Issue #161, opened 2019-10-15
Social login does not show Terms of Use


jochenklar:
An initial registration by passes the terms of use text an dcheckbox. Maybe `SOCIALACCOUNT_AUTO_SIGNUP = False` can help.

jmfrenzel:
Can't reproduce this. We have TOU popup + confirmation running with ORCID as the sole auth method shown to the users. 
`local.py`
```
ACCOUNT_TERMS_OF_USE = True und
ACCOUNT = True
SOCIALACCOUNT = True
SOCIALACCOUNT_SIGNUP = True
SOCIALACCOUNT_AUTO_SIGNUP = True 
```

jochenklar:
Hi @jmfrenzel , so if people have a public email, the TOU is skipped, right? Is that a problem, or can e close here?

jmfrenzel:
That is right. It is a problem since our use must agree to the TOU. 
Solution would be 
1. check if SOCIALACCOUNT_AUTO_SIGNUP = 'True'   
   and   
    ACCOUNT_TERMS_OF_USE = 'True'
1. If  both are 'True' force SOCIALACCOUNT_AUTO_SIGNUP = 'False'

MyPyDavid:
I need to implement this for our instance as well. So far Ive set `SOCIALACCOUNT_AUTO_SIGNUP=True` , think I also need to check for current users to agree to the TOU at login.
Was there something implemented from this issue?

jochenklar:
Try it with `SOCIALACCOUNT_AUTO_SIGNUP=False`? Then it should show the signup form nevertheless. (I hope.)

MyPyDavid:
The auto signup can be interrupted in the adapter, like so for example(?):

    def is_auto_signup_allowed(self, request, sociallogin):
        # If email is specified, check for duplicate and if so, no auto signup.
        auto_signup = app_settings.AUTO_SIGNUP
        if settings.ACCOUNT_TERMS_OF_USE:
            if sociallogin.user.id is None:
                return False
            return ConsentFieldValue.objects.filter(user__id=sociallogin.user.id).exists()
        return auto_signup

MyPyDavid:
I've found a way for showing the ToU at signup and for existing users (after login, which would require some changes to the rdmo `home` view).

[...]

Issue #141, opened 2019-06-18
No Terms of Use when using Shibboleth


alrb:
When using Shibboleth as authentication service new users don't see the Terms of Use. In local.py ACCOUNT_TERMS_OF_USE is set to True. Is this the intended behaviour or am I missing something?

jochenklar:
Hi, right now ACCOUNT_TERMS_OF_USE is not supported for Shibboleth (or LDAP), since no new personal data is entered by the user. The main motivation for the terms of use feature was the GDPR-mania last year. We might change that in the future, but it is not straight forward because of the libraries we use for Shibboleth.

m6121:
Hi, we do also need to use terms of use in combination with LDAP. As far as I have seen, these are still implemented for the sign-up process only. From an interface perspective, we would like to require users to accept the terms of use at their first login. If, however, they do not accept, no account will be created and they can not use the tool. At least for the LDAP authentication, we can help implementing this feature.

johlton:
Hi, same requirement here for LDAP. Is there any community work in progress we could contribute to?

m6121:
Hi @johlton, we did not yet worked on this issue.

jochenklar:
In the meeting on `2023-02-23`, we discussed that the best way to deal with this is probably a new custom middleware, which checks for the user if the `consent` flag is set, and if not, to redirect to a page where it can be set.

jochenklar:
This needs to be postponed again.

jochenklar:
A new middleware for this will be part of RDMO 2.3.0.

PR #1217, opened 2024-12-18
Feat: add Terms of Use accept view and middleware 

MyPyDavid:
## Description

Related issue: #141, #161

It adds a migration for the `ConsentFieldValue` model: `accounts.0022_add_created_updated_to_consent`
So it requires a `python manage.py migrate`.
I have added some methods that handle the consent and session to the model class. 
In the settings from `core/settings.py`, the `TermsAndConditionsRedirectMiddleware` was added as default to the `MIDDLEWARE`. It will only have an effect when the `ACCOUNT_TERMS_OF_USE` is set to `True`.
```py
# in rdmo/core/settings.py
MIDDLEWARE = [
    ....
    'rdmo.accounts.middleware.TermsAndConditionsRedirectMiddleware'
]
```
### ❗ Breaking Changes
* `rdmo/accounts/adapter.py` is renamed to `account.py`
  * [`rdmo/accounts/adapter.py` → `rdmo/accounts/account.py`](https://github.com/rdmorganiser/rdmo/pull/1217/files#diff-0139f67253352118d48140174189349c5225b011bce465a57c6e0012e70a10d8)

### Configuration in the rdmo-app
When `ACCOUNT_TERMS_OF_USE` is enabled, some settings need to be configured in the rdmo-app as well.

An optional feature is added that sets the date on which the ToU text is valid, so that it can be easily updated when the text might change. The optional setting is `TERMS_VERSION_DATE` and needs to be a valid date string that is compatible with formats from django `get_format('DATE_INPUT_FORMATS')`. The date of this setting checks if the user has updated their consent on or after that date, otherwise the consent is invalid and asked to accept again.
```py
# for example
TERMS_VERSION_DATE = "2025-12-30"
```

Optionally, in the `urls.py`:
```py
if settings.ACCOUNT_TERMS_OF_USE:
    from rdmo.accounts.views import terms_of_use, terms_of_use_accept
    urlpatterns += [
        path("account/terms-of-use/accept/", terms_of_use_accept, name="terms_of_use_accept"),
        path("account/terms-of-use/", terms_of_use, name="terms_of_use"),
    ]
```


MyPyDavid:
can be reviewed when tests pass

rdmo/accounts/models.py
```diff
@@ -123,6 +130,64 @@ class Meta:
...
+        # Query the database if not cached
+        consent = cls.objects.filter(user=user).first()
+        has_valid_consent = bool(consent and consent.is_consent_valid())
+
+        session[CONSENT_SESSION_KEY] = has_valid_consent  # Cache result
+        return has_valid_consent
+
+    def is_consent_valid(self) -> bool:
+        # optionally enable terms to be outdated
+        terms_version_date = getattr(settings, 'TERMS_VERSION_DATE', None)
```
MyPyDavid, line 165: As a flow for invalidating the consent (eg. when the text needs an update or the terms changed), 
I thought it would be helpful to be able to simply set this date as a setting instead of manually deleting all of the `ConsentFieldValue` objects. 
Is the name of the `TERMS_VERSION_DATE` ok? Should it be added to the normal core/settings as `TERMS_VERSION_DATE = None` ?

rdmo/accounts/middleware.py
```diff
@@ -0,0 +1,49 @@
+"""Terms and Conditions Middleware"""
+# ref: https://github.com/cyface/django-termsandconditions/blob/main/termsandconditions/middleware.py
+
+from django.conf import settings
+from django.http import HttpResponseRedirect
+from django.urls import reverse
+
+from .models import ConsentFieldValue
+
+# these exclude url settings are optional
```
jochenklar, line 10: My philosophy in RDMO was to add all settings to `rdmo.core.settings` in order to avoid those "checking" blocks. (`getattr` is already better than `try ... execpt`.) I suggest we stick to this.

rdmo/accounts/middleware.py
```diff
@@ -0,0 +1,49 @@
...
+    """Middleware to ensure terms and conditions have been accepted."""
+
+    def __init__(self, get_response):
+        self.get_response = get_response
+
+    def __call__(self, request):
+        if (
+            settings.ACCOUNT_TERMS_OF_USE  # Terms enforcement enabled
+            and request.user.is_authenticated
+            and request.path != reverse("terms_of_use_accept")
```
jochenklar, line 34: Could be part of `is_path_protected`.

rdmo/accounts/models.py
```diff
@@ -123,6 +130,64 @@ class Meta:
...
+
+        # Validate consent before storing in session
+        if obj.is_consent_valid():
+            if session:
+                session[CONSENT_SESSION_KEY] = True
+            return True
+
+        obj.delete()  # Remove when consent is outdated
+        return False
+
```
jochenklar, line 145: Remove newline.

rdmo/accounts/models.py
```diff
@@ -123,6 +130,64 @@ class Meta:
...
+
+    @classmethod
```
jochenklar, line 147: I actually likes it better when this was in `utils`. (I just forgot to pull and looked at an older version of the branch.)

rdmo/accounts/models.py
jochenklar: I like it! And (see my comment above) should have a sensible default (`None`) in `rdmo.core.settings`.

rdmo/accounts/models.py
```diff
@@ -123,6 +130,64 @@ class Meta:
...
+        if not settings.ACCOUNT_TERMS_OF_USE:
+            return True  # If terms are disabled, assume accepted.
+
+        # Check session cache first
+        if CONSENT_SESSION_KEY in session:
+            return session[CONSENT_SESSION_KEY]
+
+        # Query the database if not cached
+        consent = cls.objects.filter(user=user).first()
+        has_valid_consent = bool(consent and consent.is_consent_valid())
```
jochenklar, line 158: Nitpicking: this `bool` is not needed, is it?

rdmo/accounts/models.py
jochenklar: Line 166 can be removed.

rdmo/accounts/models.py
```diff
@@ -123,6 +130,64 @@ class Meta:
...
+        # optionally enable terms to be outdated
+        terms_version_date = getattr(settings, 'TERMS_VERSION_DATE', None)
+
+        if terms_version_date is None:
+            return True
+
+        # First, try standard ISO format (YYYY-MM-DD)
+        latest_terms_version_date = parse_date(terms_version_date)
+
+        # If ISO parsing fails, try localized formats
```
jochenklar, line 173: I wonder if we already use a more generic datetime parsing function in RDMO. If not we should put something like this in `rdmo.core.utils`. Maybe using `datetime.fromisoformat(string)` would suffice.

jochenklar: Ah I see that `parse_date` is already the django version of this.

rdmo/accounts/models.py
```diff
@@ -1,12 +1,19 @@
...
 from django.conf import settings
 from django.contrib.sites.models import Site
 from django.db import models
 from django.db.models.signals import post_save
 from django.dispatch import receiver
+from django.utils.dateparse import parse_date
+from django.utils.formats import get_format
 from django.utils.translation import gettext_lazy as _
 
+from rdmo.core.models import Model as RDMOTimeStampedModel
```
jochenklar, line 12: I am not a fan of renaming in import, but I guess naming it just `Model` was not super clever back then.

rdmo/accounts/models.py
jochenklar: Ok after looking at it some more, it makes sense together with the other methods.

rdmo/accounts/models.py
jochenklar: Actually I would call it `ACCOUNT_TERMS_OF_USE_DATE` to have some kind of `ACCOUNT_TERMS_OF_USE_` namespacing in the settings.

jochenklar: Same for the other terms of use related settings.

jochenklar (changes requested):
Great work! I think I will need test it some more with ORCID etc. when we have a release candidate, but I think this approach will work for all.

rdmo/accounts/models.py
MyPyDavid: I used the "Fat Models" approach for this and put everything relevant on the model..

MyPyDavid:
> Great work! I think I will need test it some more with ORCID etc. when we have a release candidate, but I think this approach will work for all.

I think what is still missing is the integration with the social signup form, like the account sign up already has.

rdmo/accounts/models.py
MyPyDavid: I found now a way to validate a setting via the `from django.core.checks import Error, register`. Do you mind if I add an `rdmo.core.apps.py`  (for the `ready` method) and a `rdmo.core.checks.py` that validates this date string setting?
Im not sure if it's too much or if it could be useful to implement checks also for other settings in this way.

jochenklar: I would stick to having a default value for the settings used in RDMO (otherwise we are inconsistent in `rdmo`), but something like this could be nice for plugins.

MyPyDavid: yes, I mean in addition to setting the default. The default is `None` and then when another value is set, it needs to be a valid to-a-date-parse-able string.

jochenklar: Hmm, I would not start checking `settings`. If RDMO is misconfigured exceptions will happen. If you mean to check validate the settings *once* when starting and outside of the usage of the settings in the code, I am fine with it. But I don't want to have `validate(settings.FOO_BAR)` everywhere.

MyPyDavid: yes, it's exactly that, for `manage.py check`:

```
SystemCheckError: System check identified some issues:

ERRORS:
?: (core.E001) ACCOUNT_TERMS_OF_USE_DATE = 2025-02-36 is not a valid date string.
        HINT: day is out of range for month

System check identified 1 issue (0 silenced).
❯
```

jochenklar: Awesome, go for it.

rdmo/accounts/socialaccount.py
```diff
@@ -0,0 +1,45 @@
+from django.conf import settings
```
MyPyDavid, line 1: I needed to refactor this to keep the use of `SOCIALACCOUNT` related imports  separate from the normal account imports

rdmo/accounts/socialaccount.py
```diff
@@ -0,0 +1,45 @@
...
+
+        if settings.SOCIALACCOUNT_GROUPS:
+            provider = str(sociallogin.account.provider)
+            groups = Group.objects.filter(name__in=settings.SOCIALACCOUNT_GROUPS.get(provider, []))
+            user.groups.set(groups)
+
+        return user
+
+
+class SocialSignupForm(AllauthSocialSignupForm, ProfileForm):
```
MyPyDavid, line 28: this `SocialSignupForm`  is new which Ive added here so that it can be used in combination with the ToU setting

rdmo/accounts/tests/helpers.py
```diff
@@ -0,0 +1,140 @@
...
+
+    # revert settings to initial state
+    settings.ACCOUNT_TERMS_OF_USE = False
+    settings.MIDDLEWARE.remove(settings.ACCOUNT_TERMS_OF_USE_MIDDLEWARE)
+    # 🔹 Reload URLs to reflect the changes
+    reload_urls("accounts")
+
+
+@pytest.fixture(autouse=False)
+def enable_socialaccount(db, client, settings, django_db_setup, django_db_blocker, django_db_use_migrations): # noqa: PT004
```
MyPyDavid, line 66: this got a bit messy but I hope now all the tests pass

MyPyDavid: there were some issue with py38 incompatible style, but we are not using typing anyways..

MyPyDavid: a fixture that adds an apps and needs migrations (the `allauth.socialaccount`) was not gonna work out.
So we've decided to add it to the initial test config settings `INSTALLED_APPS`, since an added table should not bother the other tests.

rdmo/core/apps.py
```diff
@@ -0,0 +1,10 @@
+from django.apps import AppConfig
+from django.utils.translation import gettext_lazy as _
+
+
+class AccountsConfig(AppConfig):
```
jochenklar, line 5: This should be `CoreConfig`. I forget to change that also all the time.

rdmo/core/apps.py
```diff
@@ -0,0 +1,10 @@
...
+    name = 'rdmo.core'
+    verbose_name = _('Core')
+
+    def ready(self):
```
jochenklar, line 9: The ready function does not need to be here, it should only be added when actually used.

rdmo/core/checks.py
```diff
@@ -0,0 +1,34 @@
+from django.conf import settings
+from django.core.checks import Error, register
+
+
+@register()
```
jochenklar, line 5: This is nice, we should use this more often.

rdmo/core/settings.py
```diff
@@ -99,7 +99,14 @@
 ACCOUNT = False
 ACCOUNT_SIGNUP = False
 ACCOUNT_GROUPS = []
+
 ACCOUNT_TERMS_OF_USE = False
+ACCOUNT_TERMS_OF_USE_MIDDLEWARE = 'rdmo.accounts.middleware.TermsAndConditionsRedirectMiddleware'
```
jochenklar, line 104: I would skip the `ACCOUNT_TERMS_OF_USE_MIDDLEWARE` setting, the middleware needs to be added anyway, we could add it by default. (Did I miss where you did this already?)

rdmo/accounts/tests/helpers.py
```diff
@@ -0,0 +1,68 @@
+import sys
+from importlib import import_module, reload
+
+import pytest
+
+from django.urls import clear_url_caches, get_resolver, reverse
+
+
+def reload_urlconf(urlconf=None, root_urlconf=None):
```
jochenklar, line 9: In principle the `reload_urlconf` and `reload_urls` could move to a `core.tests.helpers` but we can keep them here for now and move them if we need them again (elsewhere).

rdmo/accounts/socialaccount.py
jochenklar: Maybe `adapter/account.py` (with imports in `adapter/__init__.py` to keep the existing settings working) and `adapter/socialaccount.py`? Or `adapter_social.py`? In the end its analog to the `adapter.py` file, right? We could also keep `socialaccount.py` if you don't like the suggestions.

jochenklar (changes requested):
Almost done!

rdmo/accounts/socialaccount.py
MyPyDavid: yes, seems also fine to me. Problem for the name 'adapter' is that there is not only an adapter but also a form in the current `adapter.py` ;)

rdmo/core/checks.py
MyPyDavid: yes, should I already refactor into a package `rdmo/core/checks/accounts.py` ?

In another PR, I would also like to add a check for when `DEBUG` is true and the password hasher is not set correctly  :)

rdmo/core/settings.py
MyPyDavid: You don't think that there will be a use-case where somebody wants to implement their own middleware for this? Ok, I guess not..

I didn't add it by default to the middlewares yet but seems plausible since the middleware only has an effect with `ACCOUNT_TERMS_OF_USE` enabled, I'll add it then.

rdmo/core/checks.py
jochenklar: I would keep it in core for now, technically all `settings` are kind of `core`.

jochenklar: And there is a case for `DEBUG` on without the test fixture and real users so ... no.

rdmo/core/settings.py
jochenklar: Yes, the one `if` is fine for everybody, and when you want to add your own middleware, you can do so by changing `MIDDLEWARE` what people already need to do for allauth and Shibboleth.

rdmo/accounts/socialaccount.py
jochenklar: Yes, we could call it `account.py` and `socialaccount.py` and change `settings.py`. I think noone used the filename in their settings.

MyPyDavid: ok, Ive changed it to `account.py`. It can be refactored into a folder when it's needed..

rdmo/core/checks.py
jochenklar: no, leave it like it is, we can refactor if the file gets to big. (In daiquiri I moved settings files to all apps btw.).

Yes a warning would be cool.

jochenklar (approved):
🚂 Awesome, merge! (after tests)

━━━

### Task prompt
Show the lines above with "imports".

### Task response
MyPyDavid, line 1: I needed to refactor this to keep the use of `SOCIALACCOUNT` related imports  separate from the normal account imports
jochenklar: Maybe `adapter/account.py` (with imports in `adapter/__init__.py` to keep the existing settings working) and `adapter/socialaccount.py`? Or `adapter_social.py`? In the end its analog to the `adapter.py` file, right? We could also keep `socialaccount.py` if you don't like the suggestions.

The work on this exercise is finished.